To start the day we cycle down a big hill, and how can that be wrong? But almost immediately after leaving Vimoutiers we join a cycle path that follows an old railway track all the way to our first port-of-call, Livarot.
Camembert, and other Normandy Cheeses.
Camembert has been the best-selling cheese in France since they used to send it to their troops on the front line in WW1. Since then it’s become a daily staple in Normandy.
Whichever region of France you’re in, you’ll often see dishes or drinks served with a regional suffix. In Normandy, anything ‘Normande’ means they’ve added a bit of camembert or a drop of calvados. Of course, usually this means they’ve ruined it, but they’re convinced that we tourists love it. The locals just eat camembert as it comes, with virtually every meal.
The cheese factory is fascinating. We get to see the whole process, and depending on what they’re making on the day we’ll see the making of Livarot, or Pont L’Eveque or Camembert. It’s good. Either come and have a look, or take my word for it.
St Thérése of Lisieux
Marie Françoise-Thérèse Martin was born in Lisieux in 1873, and died of tuberculosis in 1897, aged just 24. Pope Pius X called her ‘the greatest saint of modern times’, but without going into details of her life, what makes her interesting for us is that she lived recently enough for there to be photographic and audio records of her life and her thoughts.
I think she is an interesting person, and if you want to find out more about her ‘little way’, and her book ‘The Story of a Soul’, read about her here.
But the relevance for my favourite day is the enormous Basilica dedicated to her in Lisieux. It’s the 2nd largest christian building built anywhere in the world in the 20th century. When we’re coming down the hill into Lisieux, we see a church, and people often ask “Is that the Basilica?”. The scale of this thing is so vast, as soon as you see it you don’t have to ask, and if you have to ask, that ain’t it!
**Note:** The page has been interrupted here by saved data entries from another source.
PR #3128, opened 2020-10-03
Account: account page redesign

rating89us:
Changes:
- remove first address of each account (and copy to clipboard button): displaying a single address for each account incentivizes address reuse, discourages use of subaddresses, and gives a false idea that each account has an "official" or "main" address
- remove "Balance:" label
- add XMR to balances
- align balances
- selected account now has highlighted background color

Before:
image

After:
accountselect


xiphon:
Please split into multiple PRs like:
1. remove "Balance:" label
    add XMR to balances
2. selected account now has highlighted background color and white account name

and so on..

rating89us:
> Please split into multiple PRs

This PR is now only about removing addresses and copy to clipboard button. The remaining changes I moved to PRs #3165 and #3164

pages/Account.qml
```diff
@@ -136,6 +137,7 @@ Rectangle {
 
                 MoneroComponents.TextPlain {
                     id: unlockedBalanceAll
+                    Layout.rightMargin: 60
```
xiphon, line 140: Seem you should adjust line 215 `anchors.rightMargin: 80` as well

jonathancross:
Is there a discussion of these changes somewhere?

I would like to hear the rational about the removal of these features (which I've used extensively in the past).  Churning funds between different accounts for example is easier when one does not need to switch to receive tab each time.  That is a small annoyance, but just wondering if there is more justification.

> address reuse

Safe address reuse (via stealth addresses) is one of the UX benefits that Monero can offer over Bitcoin for example.  Address reuse is not always appropriate, but is perfectly fine for accepting donations, sending funds to yourself and many other situations where the sender already knows that payments are going to the same recipient.  Is there a general agreement that users should be discouraged from ever reusing addresses?

> gives a false idea that each account has an "official" or "main" address

Well, there is a "Primary" address which is different than the others via 4... prefix. Unfortunatly.

PR #3133, opened 2020-10-06
LeftPanel: add hide balance icon in card

rating89us:
hide balance


selsta:
I would argue that this is quite a niche feature while everyone will always having this button displayed. Also it duplicates the functionality form the settings page.

How can we add this functionality for power user while not cluttering up the UI for the average user? What would be your use case for this button?

rating89us:
Some ideas in my mind:
- Many bank mobile apps and cryptocurrency wallets have this function easily accessible in the balance card, and some hide this function in the settings page, but I prefer the first option.
- Displaying this icon in balance card makes it easier for users to learn this function exists (it's important for users to know all functions that increases privacy).
- The changing icon makes it easier for users to understand why their balance is hidden. Many times I've watched my ?.?? balance and I thought there was a problem with sync (I forgot it was hidden). 
- Balances should be hidden in all pages. Users should be able to open their wallets, change account, check transaction history and send a new transaction, all without revealing its current balance. 
- If we're going to hide a lot of balances in many pages of the wallet, the unhide function should be easily accessible and always visible, and the balance card is the perfect place for it. See example below:

hideb2

tficharmers:
Whilst I would like the show/hide functionality to not be hidden in the settings, I'm not a fan of the eye icon cluttering the UI. So instead of the 'eye' icon to show/hide the balance, why not make the actual balance the show/hide toggle? Currently clicking on the balance copies it to the clipboard; how often does someone really need to do that? The same full balance copying mechanism is currently on the 'Accounts' page anyway.

Nice work rating89us. I like your thinking on these things.

Issue #3151, opened 2020-10-12
Cannot open view-only hardware wallet


viperperidot:
I created a view-only wallet by clicking the button in the Settings GUI interface. The wallet created successfully yet when I try to open it I get the message: 'Couldn't open wallet: file [view-only wallet file path] does not correspond to [view-only.keys path]'

I am using a Ledger Nano X. Not sure what went wrong but I have tried deleting the view-only wallet and keys and creating again with the same issue happening.

xiphon:
Ledger doesn't support creating view-only wallets (yet?).

viperperidot:
Oh really? Ok I didn't know that, because you can make watch-only wallets in Bitcoin using Ledger so they must have not implemented it yet for XMR. I could put a feature request on the Ledger GitHub I suppose but I am pretty sure it's probably already on their list.

xiphon:
Closed via https://github.com/monero-project/monero-gui/pull/3160

ksdhans:
As posted elsewhere, it looks like extracting the data needed from Ledger is possible:
https://shawnhogan.com/2021/07/how-to-get-monero-private-view-key-from-ledger.html

It would be great if exporting view only wallets for Ledger were added (with appropriate warnings). I know people argue that you shouldn't do it. However, there are situations where it's needed. For example, if you have a payment server (like BTCPay), then it needs the view keys in order to operate. It isn't practical to have the Ledger device permanently plugged in with the Monero app active.

PR #3160, opened 2020-10-17
SettingsWallet: disable creating view-only wallet for Ledger

rating89us:
Ledger doesn't support creating view-only wallet. See #3151 and https://www.reddit.com/r/monerosupport/comments/jcaet1/error_couldnt_open_wallet_file_mywallet_viewonly/


selsta (approved):

ksdhans:
It looks like extracting the data needed from Ledger is possible:
https://shawnhogan.com/2021/07/how-to-get-monero-private-view-key-from-ledger.html

It might be time to revisit this...

PR #3164, opened 2020-10-17
Account/receive: highlight background and text of selected item

### LINKED ISSUE #2572: Selected account/address is not highlighted enough
When you select an account in Account page or an address in Receive page, the selected item is not highlighted enough, because only the number (`#1`, `#2`, `#3`, etc.) changes color.

I suggest we change the background color of the selected item to the same one used when you hover the mouse cursor over it.

Also, all text in the selected item should change color, not only the index number. 

Dark theme:
selecting
 
Light theme:
selecting2

### LINKED ISSUE #3067: Improve highlighting of currently selected receive address and account
The GUI only highlights the number at the beginning of the row. Example: `#0`. Suggest to highlight the entire row with a different color. This can prevent accidental address reuse. When you hoover over a row it will use a different color scheme. Apply this to the currently selected entry, but with a different color.  
  
Or redesign the interface in such a way that the selected entry is always visible. Like how you can configure a spreadsheet to freeze a specific row that will always be visible even when you scroll.

rating89us:
Closes #2572
Closes #3067

Changes:
- selected account in account page now has highlighted background and text label
- selected address in receive page now has highlighted background and text label

beforeacc1

### DIFF
--- a/pages/Account.qml
+++ b/pages/Account.qml
@@ -190,7 +190,7 @@ Rectangle {
                         height: subaddressAccountListRow.subaddressAccountListItemHeight
                         width: parent ? parent.width : undefined
                         Layout.fillWidth: true
-                        color: "transparent"
+                        color: itemMouseArea.containsMouse || index === currentAccountIndex ? MoneroComponents.Style.titleBarButtonHoverColor : "transparent"
 
                         Rectangle {
                             color: MoneroComponents.Style.appWindowBorderColor
@@ -226,7 +226,7 @@ Rectangle {
 
                             MoneroComponents.Label {
                                 id: nameLabel
-                                color: MoneroComponents.Style.dimmedFontColor
+                                color: index === currentAccountIndex ? MoneroComponents.Style.defaultFontColor : MoneroComponents.Style.dimmedFontColor
                                 anchors.verticalCenter: parent.verticalCenter
                                 anchors.left: idLabel.right
                                 anchors.leftMargin: 6
@@ -276,11 +276,10 @@ Rectangle {
                             }
 
                             MouseArea {
+                                id: itemMouseArea
                                 cursorShape: Qt.PointingHandCursor
                                 anchors.fill: parent
                                 hoverEnabled: true
-                                onEntered: tableItem2.color = MoneroComponents.Style.titleBarButtonHoverColor
-                                onExited: tableItem2.color = "transparent"
                                 onClicked: {
                                     appWindow.currentWallet.switchSubaddressAccount(index);
                                     if (selectAndSend)
--- a/pages/Receive.qml
+++ b/pages/Receive.qml
@@ -107,7 +107,7 @@ Rectangle {
                         height: subaddressListRow.subaddressListItemHeight
                         width: parent ? parent.width : undefined
                         Layout.fillWidth: true
-                        color: "transparent"
+                        color: itemMouseArea.containsMouse || index === appWindow.current_subaddress_table_index ? MoneroComponents.Style.titleBarButtonHoverColor : "transparent"
 
                         Rectangle{
                             anchors.right: parent.right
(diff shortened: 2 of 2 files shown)


pages/Account.qml
```diff
@@ -192,6 +192,14 @@ Rectangle {
                         Layout.fillWidth: true
                         color: "transparent"
 
+                        Rectangle {
+                            visible: itemMouseArea.containsMouse || index === currentAccountIndex
+                            height: subaddressAccountListRow.subaddressAccountListItemHeight
+                            width: parent ? parent.width : undefined
+                            Layout.fillWidth: true
+                            color: MoneroComponents.Style.titleBarButtonHoverColor
+                        }
```
xiphon, line 201: Can't we use `tableItem2` `color` instead of introducing another rectangle? Like `color: itemMouseArea.containsMouse || index === currentAccountIndex ? MoneroComponents.Style.titleBarButtonHoverColor : "transparent"`

rating89us: It seems the obvious solution, but I tried this, and it doesn't work.

rating89us: hmm i'll see if it works. just a moment

rating89us: I decided to add a new rectangle because Mouse area has two properties that deal with mouse hover : 
```
onEntered: tableItem2.color = MoneroComponents.Style.titleBarButtonHoverColor
onExited: tableItem2.color = "transparent"
```

and using the following code doesn't work:
```
onEntered: tableItem2.color = (index === currentAccountIndex ? MoneroComponents.Style.titleBarButtonHoverColor : "transparent")
onExited: tableItem2.color = (index === currentAccountIndex ? MoneroComponents.Style.titleBarButtonHoverColor : "transparent")
```

xiphon: > It seems the obvious solution, but I tried this, and it doesn't work.
> I decided to add a new rectangle because Mouse area has two properties that deal with mouse hover and change tableItem2.color value:

Don't add new rectangle. Remove Mouse area `onEntered` and `onExited` handlers.
The approach i suggest works pretty well.

```diff
diff --git a/pages/Account.qml b/pages/Account.qml
index 49c06156..d0bd5e43 100644
--- a/pages/Account.qml
+++ b/pages/Account.qml
@@ -190,7 +190,9 @@ Rectangle {
                         height: subaddressAccountListRow.subaddressAccountListItemHeight
                         width: parent ? parent.width : undefined
                         Layout.fillWidth: true
-                        color: "transparent"
+                        color: itemMouseArea.containsMouse || index === currentAccountIndex
+                            ? MoneroComponents.Style.titleBarButtonHoverColor
+                            : "transparent"
 
                         Rectangle {
                             color: MoneroComponents.Style.appWindowBorderColor
@@ -226,7 +228,9 @@ Rectangle {
 
                             MoneroComponents.Label {
                                 id: nameLabel
-                                color: MoneroComponents.Style.dimmedFontColor
+                                color: index === currentAccountIndex
+                                    ? MoneroComponents.Style.defaultFontColor
+                                    : MoneroComponents.Style.dimmedFontColor
                                 anchors.verticalCenter: parent.verticalCenter
                                 anchors.left: idLabel.right
                                 anchors.leftMargin: 6
@@ -276,11 +280,10 @@ Rectangle {
                             }
 
                             MouseArea {
+                                id: itemMouseArea
                                 cursorShape: Qt.PointingHandCursor
                                 anchors.fill: parent
                                 hoverEnabled: true
-                                onEntered: tableItem2.color = MoneroComponents.Style.titleBarButtonHoverColor
-                                onExited: tableItem2.color = "transparent"
                                 onClicked: {
                                     appWindow.currentWallet.switchSubaddressAccount(index);
                                     if (selectAndSend)
```

rating89us: Yes you're right, I tested it here. I'm just doing some modifications now, will updated new code soon.

rating89us:
removed rectangle and added colors for the 4 possible states

xiphon:
> and added colors for the 4 possible states

I would approve without this change.

rating89us:
Do you prefer this style (1 color + transparent)
beforeacc1

instead of this one (3 colors + transparent)? 
accafter

The second one bloats the code, but I think it's worth it.

xiphon:
I prefer `"transparent" or MoneroComponents.Style.titleBarButtonHoverColor`

rating89us:
ok, reverted changes

xiphon (approved):
Please squash

xiphon:
> ok, reverted changes

Thanks

xiphon (approved):

PR #3165, opened 2020-10-17
Account: remove "Balance:" label; add XMR; align balances

rating89us:
Changes:
- remove "Balance:" label
- add XMR to balances
- align balances

### DIFF
--- a/pages/Account.qml
+++ b/pages/Account.qml
@@ -103,6 +103,7 @@ Rectangle {
 
                 MoneroComponents.TextPlain {
                     id: balanceAll
+                    Layout.rightMargin: 87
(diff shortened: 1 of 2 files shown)


pages/Account.qml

Everything in Lisieux is dedicated to Thérése. You’ll see a blue line on the pavement – wherever you are in the city, just follow the blue line, it takes you to the Basilica. The inside is very grand, there are thousands of visitors everyday, particualrly Carmelite nuns (of which Thérése was one). You don’t have to have any interest in religion – I have none – but the building itself is incredible. It would be the highlight of any Chain Gang day, but we haven’t finished yet.
The Boulard Distillery .
We leave Lisieux along a secret little path that feels like we must have gone wrong. But we’re not wrong, just sneaky, and we come out on a flat road that leads all the way to Pont L’Eveque. On the way we pass through the village of Coquainvilliers, and visit the Boulard calvados distillery.
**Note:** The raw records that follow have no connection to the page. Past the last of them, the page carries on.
Issue #2087, opened 2019-04-16
Support database pruning


cdiv1e12:
Refer *existing* users (those with a non-pruned blockchain) to the `prune-blockchain` tool. Add some information inside the GUI on how to use this tool. New users would prune their blockchain by default, which means: add `--prune-blockchain` to the daemon startup flags.

To get pruned status a RPC call is required: `prune_blockchain` with `check` argument set to `true` will return a bool `pruned`.

SamsungGalaxyPlayer:
I support automatically pruning the blockchain by default. It's the usability tradeoff that is appropriate for most people.

maogo:
I objected strongly  automatically pruning . As for me，  I  dont want to pruning.

maogo:
and  should  encourage  users  do that, if they have the conditions .

dEBRUYNE-1:
Automatic pruning by default would only be enabled on `Simple mode (bootstrap mode)` as far as I know.

ITwrx:
While i agree that most people would choose pruning, i don't prefer it were enabled by default. What i would like to see, is the option given during the setup "wizard", and it would be nice if one could get info about all available flags (in the gui where the daemon flag input is). The fact that i had to do a github issues search, after a failing web search, and not finding it in the pdf manual included with the download, is an aggravating user experience. Advanced mode shouldn't mean the info is not available in the GUI at all, IMO. It should be that it's just more low level stuff most people won't want to deal with, at least at first.

erciccione:
@ITwrx 

> What i would like to see, is the option given during the setup "wizard"

That sounds like a good option. We could make the user check "pruned" or "normal", maybe leaving "pruned" checked by default.

> would be nice if one could get info about all available flags

I guess the best way to do it would be to redirect to existing documentation with these info. I wouldn't put a long list of flags on that page.

> not finding it in the pdf manual included with the download

FWIW, there is an old open issue about adding that: https://github.com/monero-ecosystem/monero-GUI-guide/issues/149

ITwrx:
> I guess the best way to do it would be to redirect to existing documentation with these info. I wouldn't put a long list of flags on that page.
yes, i like tooltips and/or links

selsta:
Simple mode (bootstrap) now pruned automatically.

It is also possible to select pruning during wizard if a new chain is setup.

PR #3345, opened 2021-03-01
Blockchain pruning support for new databases

benevanoff:
Addresses #2087

Wallets set up in simple mode will use a pruned node by default going forward. Pruning is optional and turned off by default in advanced mode.

### DIFF
--- a/wizard/WizardDaemonSettings.qml
+++ b/wizard/WizardDaemonSettings.qml
@@ -94,6 +94,28 @@ ColumnLayout {
             }
         }
 
+        RowLayout {
+            id: pruningOptionRow
+            MoneroComponents.CheckBox {
+                id: pruneBlockchainCheckBox
+                checked: !existingDbWarning.visible ? persistentSettings.pruneBlockchain : false
+                enabled: !existingDbWarning.visible
+                onClicked: {
+                    persistentSettings.pruneBlockchain =  !persistentSettings.pruneBlockchain
+                    this.checked = persistentSettings.pruneBlockchain
+                }
+                text: qsTr("Prune blockchain") + translationManager.emptyString
+            }
+
+            Text {
+                id: existingDbWarning
+                text: "A blockchain database already exists here. Select a new location to start a pruned node"
+                visible: daemonManager ? daemonManager.checkLmdbExists(blockchainFolder.text) : false
+                color: MoneroComponents.Style.defaultFontColor
+                font.family: MoneroComponents.Style.fontRegular.name
+            }
+        }
+
         ColumnLayout{
             Layout.topMargin: 6
             spacing: 0
--- a/wizard/WizardModeSelection.qml
+++ b/wizard/WizardModeSelection.qml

Often in the UK calvados has the reputation of a cheap, rough apple-based spirit. Nope, that ain’t it. In Normandy they treat it with respect, and we visit a couple of distilleries including the prestigious Boulard distillery.
We learn all about the process, and in the tasting room they take us through a selection of progressively older, more beautiful calvados. They have a bottle on sale for €2,800. But the stuff at 1/50th of the price is pretty special too.
And we’re done…
a flat 12 Km to the hotel in Pont L’Eveque, and a great dinner at the Auberge des Dominicains, and that’s my favourite day in Normandy.
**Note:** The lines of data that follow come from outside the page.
PR #3347, opened 2021-03-02
DaemonManagerDialog use preferred color scheme

benevanoff:
The white window with black text looks out of place when using the dark theme. Instead use the default colors for the currently selected theme.


selsta (approved):
Thank you.

PR #3362, opened 2021-03-20
Added support for more fiat currencies.

### LINKED ISSUE #3351: Displaying currency in GBP?
Hello,

The mockup at https://github.com/monero-project/monero-gui/issues/1484 shows the currency being translated into GBP via CoinMarketCap, however in my wallet (`0.17.1.9-3ca5f10f (Qt 5.15.2)`) I only have the option of USD or EUR from one of the following sources:

   * Kraken
   * CryptoCompare
   * Coingecko

Given that at least Coingeko supports XMR/GBP, is there anything in particular I need to do to get this showing in my UI?

0xc1f1:
Added support for more fiat currencies and removed Kraken as it had too few currencies that where supported. A scrollbar will still need to be added since the current drop down list is too long to display all the currency alternatives.

Sorry for doing another PR. I am new to git and I made some mistakes.

Fixes #3351

### DIFF
--- a/main.qml
+++ b/main.qml
@@ -1281,7 +1281,8 @@ ApplicationWindow {
             }
             return resp["monero"][key];
         } else if(url.startsWith("https://min-api.cryptocompare.com/data/")){
-            var key = currency === "xmreur" ? "EUR" : "USD";
+			var key = currency.substring(3);
+
             if(!resp.hasOwnProperty(key)){
                 appWindow.fiatApiError("cryptocompare API has error(s)");
                 return;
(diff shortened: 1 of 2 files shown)


selsta (commented):
Hi, thanks for the PR. Two issues, first this is a lot of code duplication, which can theoretically be solved in a simpler way.

Also I don't like that Kraken is being removed, I personally use Kraken as my exchange so I also want it for fiat conversion.

I will see if I can find a solution for this to add a bit more currencies without huge code duplication.

selsta:
Thanks again for the PR, https://github.com/monero-project/monero-gui/pull/3852 seems to have similar functionality with less code duplication so I will close this here.

PR #3363, opened 2021-03-20
Renamed Norwegian translation file to the correct name.

### LINKED ISSUE #3353: Norwegian language is not working
A user reported they can select the language on the GUI, but all the content appears in English. [Norwegian is almost completely done](https://github.com/monero-project/monero-gui/blob/master/translations/monero-core_nb_NO.ts) and should show up correctly.

fsrw42:
It seems like the name was incorrect since the Norwegian translation in the program did not function with that file name.

Fixes #3353

### DIFF
--- a/translations/monero-core_nb.ts
+++ b/translations/monero-core_nb.ts
@@ -1,6 +1,6 @@
 <?xml version="1.0" encoding="utf-8"?>
 <!DOCTYPE TS>
-<TS version="2.1" language="nb_NO">
+<TS version="2.1" language="nb">
 <context>
     <name>Account</name>
     <message>


erciccione:
Thanks for the PR. Have you tested it locally to make sure that that's indeed the problem?

fsrw42:
> Thanks for the PR. Have you tested it locally to make sure that that's indeed the problem?

Yes I have. It seems to work just as intended.

selsta (approved):
Thank you.

erciccione (approved):
For the records, this language files has a different name because was generated automatically by Weblate. I'll make sure to generate new languages manually next ime.

PR #3364, opened 2021-03-21
Makefile: Add ppc64le target

JeremyRand:
The `README.md` build instructions for Linux don't work as advertised on ppc64le systems, because `x86-64` is hardcoded in the Makefile target that the instructions say to use.  This PR adds a new target that uses `ppc64le` instead, and amends the build instructions to clarify that the `release` target is specific to `x86-64`.

I can confirm that this fixes the build for me on my Talos II Workstation.

Thanks to whoever maintains the Void PowerPC packages of Monero for helping me figure out what was wrong and how to fix it.


selsta (approved):

JeremyRand:
Is anything blocking this from a merge?

selsta:
No, I forgot about it. Added it to merge list now.

Issue #3226, opened 2020-11-11
[feature] Add "offline" option for "Node" tab.


jonathancross:
Currently, users must specify one of 2 options "Local node" or "Remote node":

![xmr-node-screenshot](https://user-images.githubusercontent.com/5115470/98841978-2ceeeb80-2449-11eb-98c3-305166d64267.png)

Unfortunatly neither option is appropriate for an offline system used for air-gapped signing.

Users who are offline are currently prompted with various error messages and attempts to start the daemon.

Request:
1. Make an "Offline" option available with explanation that it will have not attempt to make network connections.
2. Prevent wallet from making network connections.
3. Bottom left should indicate that user is in "Offline" mode if explicitly selected.

Related: #3225

PR #3378, opened 2021-04-05
daemon manager: add remote node and offline options

benevanoff:
I thought this seemed like a good way to add an offline mode as suggested in #3226.

daemon_options

Depends on [these changes](https://github.com/benevanoff/monero/commit/25e82545f35b5bfe8beb17220c232fb89411d4da) to core but I'm blocked by the filter rn :/


selsta:
My worry with this is that it will confuse people if suddenly three buttons show up with a timer.

benevanoff:
Maybe scrap the timer and just design a new startup page or popup with options and information?

PR #3385, opened 2021-04-09
workflows: cache android docker build

selsta:
As far as I can see both Linux and Windows cache are less than 1GB. Github allows 5GB cache per repo so it should be fine to cache android too.


xiphon (approved):

selsta:
Did not get it to work :/

PR #3393, opened 2021-04-14
main: drop unused settings

selsta:
v0.17.2.1 is out


main.qml
```diff
@@ -1376,22 +1376,18 @@ ApplicationWindow {
...
         property bool transferShowAdvanced: false
         property bool receiveShowAdvanced: false
         property bool historyShowAdvanced: false
         property bool historyHumanDates: true
         property string blockchainDataDir: ""
         property bool useRemoteNode: false
-        property string remoteNodeAddress: "" // TODO: drop after v0.17.2.0 release
         property string remoteNodesSerialized: JSON.stringify({
                 selected: 0,
                 nodes: remoteNodeAddress != ""
```
xiphon, line 1393: Have to fix this as well. Just store empty array by default.

selsta: Updated.

selsta:
I guess it might be a good idea to wait a while before including this in a release, not everyone does every single update.

xiphon (approved):
> I guess it might be a good idea to wait a while before including this in a release, not everyone does every single update.

Yep

PR #3400, opened 2021-04-14
cmake: fix ccache detection on mac

selsta:
Seeing that FindCcache gets imported in `add_subdirectory(monero)`, I don't even know if it is necessary for this file to be duplicated.


selsta:
Will remove it on GUI side instead.

PR #3408, opened 2021-04-17
WizardModeSelection: update modes descriptions (+pruned blockchain)

rating89us:


selsta (commented):
In general I'm ok with the text changes but I feel like the text is a bit overly detailed.

A simple mode user doesn't have to know what pruning is.

For advanced mode I would also remove the info about pruning.

PR #3409, opened 2021-04-17
SettingsLayout: add "Tor" to "Socks5 proxy"

rating89us:
Not everyone knows that Socks5 proxy is used by Tor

You have two chances this summer to see if you agree with me:
1. June 25th – July 2nd
2. September 3rd – 10th.
On reflection, Day 5, when we visit the cemetery at Hermanville, the Canada Centre, the site of the Mulberry harbour at Arromanches and the Bayeux Tapestry, cycling along a beautiful coast road and finally staying at the Lion D’Or in the centre of the Bayeux old town, that might be the best day. But I’m not starting again!